Engine related installs all call engine.EnsurePluginsAreInstalled. For plugins specs that are passed to that function, we use on disk versions if present, otherwise we fetch the latest version. After plugins are downloaded, pkg/workspace.InstallPluginContent is called to install the plugin. This implementation is project aware, meaning that it takes into account what packages are present in the packages section of your Pulumi.yaml.

Lazy

The engine also installs plugins as needed when a register resource request comes for a non-downloaded plugin. Here the engine calls pkg/workspace.InstallPlugin, which is not project aware.

pulumi install

As of pr#20945 (released in v3.208.0), plugins with local paths correctly have their dependencies installed before they are installed, but this logic only works for local paths, it doesn’t work for git based components with dependencies. The root install function for local packages is pkg/workspace.InstallPlugin, but otherwise we use engine.EnsurePluginsAreInstalled.

pulumi plugin install

This is the only callsite currently set up to resolve registry packages. Packages are not installed if there is already a version installed and no version is specified or the version specified is < the already installed version, unless --exact is passed. The install is not project aware.

pulumi package add

pulumi package add ends up calling packages.ProviderFromSource, which calls pkg/workspace.InstallPlugin. That means it does not work on packages that depend on other packages. This implementation is not project aware.

pulumi package get-schema

pulumi package get-schema also calls packages.SchemaFromSchemaSource, which calls into packages.ProviderFromSource, same as pulumi package add.

pulumi package publish

Also uses packages.SchemaFromSchemaSource, with the same semantics.

Schema binding

Schema binding also winds up calling pkg/workspace.InstallPlugin. This is not project aware (and it’s not clear it should be here).

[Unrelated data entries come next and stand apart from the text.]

PR #122, opened 2024-02-08
add support for devices with voltage-high sensitive triggers

JohannesWes:
add support for devices with voltage-high sensitive triggers

## Description
Adds option for a config flag invert_trigger_polarity, that if checked, changes the idle_state of the NI output channels to HIGH instead of LOW and changes the edge types to FALLING instead of RISING edges

## Motivation and Context
Some devices, e.g. the microwave generators from the company Windfreak Technologies are LOW-sensitive, so trigger pulses have to consider that. A LOW idle state causes unwanted triggering. Also the edges have to be changed.
#105 

## How Has This Been Tested?
The fix has been tested by checking sweeps of the microwave signal with qudi's odmr module, using a Windfreak SynthNV Pro connected to an oscilloscope to check the output. With the fix, no unwanted triggering occurs anymore.

## Types of changes

- [x] Bug fix
- [ ] New feature
- [ ] Breaking change (Causes existing functionality to not work as expected)

## Checklist:

- [x] My code follows the code style of this project.
- [x] I have documented my changes in `/docs/changelog.md`.
- [ ] My change requires additional/updated documentation.
- [ ] I have updated the documentation accordingly.
- [ ] I have added/updated the config example for any module docstrings as necessary.
- [x] I have checked that the change does not contain obvious errors
(syntax, indentation, mutable default values, etc.).
- [x] I have tested my changes using 'Load all modules' on the default dummy configuration.
- [ ] All changed Jupyter notebooks have been stripped of their output cells.

PR #134, opened 2024-06-06
Windfreak synthHD documentation for falling trigger edges

NicolasStaudenmaier:
## Description

Added documentation that the MW source is low active and needs a falling edge when using triggers. Using the `ni_x_series_finite_sampling_input` one can change the config option for the trigger edge.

Correctly installing plugins

When I say install, I mean going from a package descriptor to a running package. To install a given package descriptor, we need to:

  1. Resolve the package descriptor into a concrete plugin + parameterization
  2. Download the plugin (if required)
  3. Install any dependent packages (recursively)
  4. Generate and link in SDKs for any dependent packages.
  5. Install language specific dependencies.

This algorithm is implemented for production in pr#21177.

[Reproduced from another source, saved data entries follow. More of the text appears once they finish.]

PR #135, opened 2024-06-13
Fixes issue with using same pfi channel on two different ni cards for NI instreamer

prithviulm:
## Description
If there are two NI cards connected and each has an analog input on the same pfi channel, then both counter GUIs cannot be run simultaneously because the task names are identical.

## Motivation and Context
For experiments using multiple NI cards, it is possible that the same pfi channel is used and it causes the new task to have the same name as the old task. This crashes the time series gui.

## How Has This Been Tested?
Tested scanner and time series gui on my two-foci confocal setup and it worked fine. Have not tested any other modules since I don't use anything else.
Also the old core did not have this problem because there was a check to make sure task names were unique: https://github.com/Ulm-IQO/qudi/blob/ac37d66a1a89afaef455bf67699fcc189c1b60b2/hardware/ni_x_series_in_streamer.py#L874-L882

## Types of changes
- [x] Bug fix
- [ ] New feature
- [x] Breaking change (possibly breaking, I have no idea if something else depends on the existing naming convention)

## Checklist:

### DIFF
--- a/src/qudi/hardware/ni_x_series/ni_x_series_in_streamer.py
+++ b/src/qudi/hardware/ni_x_series/ni_x_series_in_streamer.py
@@ -640,7 +640,7 @@ class NIXSeriesInStreamer(DataInStreamInterface):
             # Set up digital counting tasks
             for i, chnl in enumerate(digital_channels):
                 chnl_name = f'/{self._device_name}/{chnl}'
-                task_name = f'PeriodCounter_{chnl}'
+                task_name = f'PeriodCounter_{self._device_name}_{chnl}'
                 # Try to find available counter
                 for ctr in self.__all_counters:
                     ctr_name = f'/{self._device_name}/{ctr}'


timoML:
There are similar task setups at in:
- ni_x_series_finite_sampling_io, with an id added based on the module instance. (I guess this should be the safest way)
- ni_x_series_finite_sampling_input, where it's not handled.

While we're at it: Should we decide on one mechanism to uniquely name the tasks and use this at all of these occurances?

Neverhorst:
> There are similar task setups in:
> 
> * ni_x_series_finite_sampling_io, with an id added based on the module instance. (I guess this should be the safest way)
> * ni_x_series_finite_sampling_input, where it's not handled.
> 
> While we're at it: Should we decide on one mechanism to uniquely name the tasks and use this at all of these occurances?

This again comes down to the already discussed improvement of writing an "importable NI card utility module" that every hardware implementation can use. There you could centralize commonly used code for the NI cards (like reserving resources and naming tasks).

src/qudi/hardware/ni_x_series/ni_x_series_in_streamer.py
```diff
@@ -640,7 +640,7 @@ def _init_digital_tasks(self):
             # Set up digital counting tasks
             for i, chnl in enumerate(digital_channels):
                 chnl_name = f'/{self._device_name}/{chnl}'
-                task_name = f'PeriodCounter_{chnl}'
+                task_name = f'PeriodCounter_{self._device_name}_{chnl}'
```
LukePiewalker, line 643: Looks fine as a quick fix.
I guess this could still lead to issues in case there are multiple instances of an `NIXSeriesInStreamer` using the same pfi channel. On the hardware side this should still be allowed when the task is using another clock.

Maybe one could extend it like [here](https://github.com/Ulm-IQO/qudi-iqo-modules/blob/4d6795438a2ed844956cf8ecabebfbe046cc5c2e/src/qudi/hardware/ni_x_series/ni_x_series_in_streamer.py#L573) with `id(self)` or use `self.module_uuid` as well such that the task name is unique for each instance?

NicolasStaudenmaier (approved):
As a hotfix the suggested solution works. 
We keep in mind the points of the discussion and in the future will add a wrapper for the NI functions that will be important and guarantees unique task definitions.

timoML:
This solution will break when using any functionaliy of ni_x_series_finite_sampling_input with two ni cards.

All of the above steps are fallible, which means that a given plugin can be in any of the following states:

  1. Not present on disk
  2. Present on disk
  3. Installed

(2) can be because the installation hasn't happened yet, or because the installation failed for some reason. We distinguish between (2) and (3) by the presence of a marker file: <plugin-name>.partial means present but not installed.

Footnotes

  1. That is, npm install, pip install, etc.